Work instruction »
An exact printout of all the entries is required.
===== Working data
PR #5687, opened 2026-01-26
Optimize zooming when panOnScroll is enabled

### LINKED ISSUE #5683: Pinch-to-zoom lags in Safari if panOnScroll is enabled

- React Flow / Svelte Flow version: React Flow 12.10.0
- Browser and version: Safari 26.2
- OS and version: macOS Tahoe 26.2

### Live code example

https://codesandbox.io/p/devbox/fast-bird-xnskv8?workspaceId=ws_CGqKnD74e4ahgSLVoKKP1

### Describe the Bug

If `panOnScroll` is enabled then pinch-to-zoom lags a lot in Safari. But if it is disabled then it is really smooth.

1. Add a lot of nodes
2. Enable `panOnScroll`

### Expected behavior

Smooth zooming :)

### Screenshots or Videos

`panOnScroll` is enabled:

https://github.com/user-attachments/assets/3b69d195-c814-447c-bc45-23954784d268

`panOnScroll` is disabled:

https://github.com/user-attachments/assets/298eb6d4-30c8-4a69-840d-2db7ebbfc21e

### Additional context

~I suspect that the problem lies here: https://github.com/xyflow/xyflow/blob/cf2d4be3f57047ae02d08eed49dc640e89a2ef14/packages/system/src/xypanzoom/eventhandler.ts#L91~

vkrol:
It partially fixes #5683.

`store.setState({ paneDragging })` triggers all selector functions to run for each wheel event handler when pinch-to-zoom is used. We can avoid this by passing the updater function to setState and returning the previous state if nothing needs to be updated. 

Before:

https://github.com/user-attachments/assets/d85b1cb0-0386-4209-b4b2-50b3065ab13e

After:

https://github.com/user-attachments/assets/81a2d69e-00c4-4de7-9d1d-796ac8fba903

### DIFF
==========
Worked solution »
PR #5687, opened 2026-01-26
Optimize zooming when panOnScroll is enabled

### LINKED ISSUE #5683: Pinch-to-zoom lags in Safari if panOnScroll is enabled

- React Flow / Svelte Flow version: React Flow 12.10.0
- Browser and version: Safari 26.2
- OS and version: macOS Tahoe 26.2

### Live code example

https://codesandbox.io/p/devbox/fast-bird-xnskv8?workspaceId=ws_CGqKnD74e4ahgSLVoKKP1

### Describe the Bug

If `panOnScroll` is enabled then pinch-to-zoom lags a lot in Safari. But if it is disabled then it is really smooth.

1. Add a lot of nodes
2. Enable `panOnScroll`

### Expected behavior

Smooth zooming :)

### Screenshots or Videos

`panOnScroll` is enabled:

https://github.com/user-attachments/assets/3b69d195-c814-447c-bc45-23954784d268

`panOnScroll` is disabled:

https://github.com/user-attachments/assets/298eb6d4-30c8-4a69-840d-2db7ebbfc21e

### Additional context

~I suspect that the problem lies here: https://github.com/xyflow/xyflow/blob/cf2d4be3f57047ae02d08eed49dc640e89a2ef14/packages/system/src/xypanzoom/eventhandler.ts#L91~

vkrol:
It partially fixes #5683.

`store.setState({ paneDragging })` triggers all selector functions to run for each wheel event handler when pinch-to-zoom is used. We can avoid this by passing the updater function to setState and returning the previous state if nothing needs to be updated. 

Before:

https://github.com/user-attachments/assets/d85b1cb0-0386-4209-b4b2-50b3065ab13e

After:

https://github.com/user-attachments/assets/81a2d69e-00c4-4de7-9d1d-796ac8fba903

### DIFF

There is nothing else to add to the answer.